I know that between 00:00h and 00:30h (i.e. within 30 minutes) a person is with a chance of 90% in room A, 7% in room B and 3% in room C.
Now the task is, to derive a presence profile with a resolution of 10 minutes. How do I rescale thes probabilities, because I think there is the following problem: 
If I draw 3 random numbers, the chance that he's in the room all 30 minutes (with the probabilities kept the same), results in 0.9 * 0.9 * 0.9 --> 0.729 which is lower than the original distribution.
Of course I could rescale the probabilities by $\sqrt[3](0.9)$, which would lead me to the desired result. But I would have to do this with the other possibilities as well, so I'd get approximatly these possibilities:
Room A: 0.965, Room B: 0.412, Room C: 0.311, in sum that is > 1, which doesn't make sense for a probability distribution. Just dividing by the sum of all three isn't the right choice either, I believe.
Is there a way to handle this mathematically correct?

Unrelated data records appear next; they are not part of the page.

PR #7156, opened 2025-11-04
feat: launch darkly app release [INTEG-3273]

mgoudy91:
## Purpose

- Adds launch darkly launch conf
- a few changes that we needed to make to have vite work with LD


primeinteger (approved):
All looks good to me!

 A: This may or may not be what you mean by resolution 10 minutes, but it might mean that the 30 minute interval is marked off into three 10 minute intervals, and during any 10 minute interval the person is in room A,B, or C with the given probabilities of .9, .07, and .03. At the end of the first 10 minute interval the person could change rooms or remain where he is, with the likelihoods to be in each room during the second 10 minutes the same as for the first 10 minutes. 
With this interpretation, one gets sequences of length three telling where the person was during the three 10 minute intervals. For example (A,B,B) would mean person was in room A first, then switched to B, then stayed in B. That probability would be (.9)(.07)(.07). In all there would be 27 sequences of length three with each entry being one of A,B,C and the probability of each of these can be computed by multiplying the probabilities of the rooms in the given sequence of three rooms. 
That the total of these probabilities for the 27 strings winds up being 1 would then follow, since $(.9+.07+.03)^3=1,$ and the result of "multiplying out" the cube here gives each pattern of probability multiplications for the 27 sequences of length three from the rooms A,B,C.